(TASK MATERIAL)
════════════════

PR #1039, opened 2017-12-01
Add a debug option to disable boosting

MatMoore:
With this option, we can disable all format boosting, and date boosting.
You can already disable popularity boosting and best bets, and by
disabling all of those you can isolate the main text matching part of
the query, i.e. the text analysis pipeline, TF-IDF, and the boolean
queries that combine various kinds of matching.

This is very useful at the moment, because this stuff is really broken,
and it's the foundation our search query is based on - by working on
this, we can tackle some of the really weird search behaviour, where
rummager returns documents that don't look anything like the query.

### DIFF
--- a/lib/parameter_parser/search_parameter_parser.rb
+++ b/lib/parameter_parser/search_parameter_parser.rb
@@ -337,6 +337,8 @@ private
         options[:disable_popularity] = true
       when "disable_synonyms"
         options[:disable_synonyms] = true
+      when "disable_boosting"
+        options[:disable_boosting] = true
       when "new_weighting"
         options[:new_weighting] = true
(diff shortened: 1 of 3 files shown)


lib/parameter_parser/search_parameter_parser.rb
```diff
@@ -337,6 +337,8 @@ def debug_options
         options[:disable_popularity] = true
       when "disable_synonyms"
         options[:disable_synonyms] = true
+      when "disable_boosting"
```
dwhenry, line 340: might be worth adding a `disable_all` option?

dwhenry (approved):
Looks good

════════════════

Filter the records above down to the lines that hold the string "query".

(OUTPUT)
the query, i.e. the text analysis pipeline, TF-IDF, and the boolean
and it's the foundation our search query is based on - by working on
rummager returns documents that don't look anything like the query.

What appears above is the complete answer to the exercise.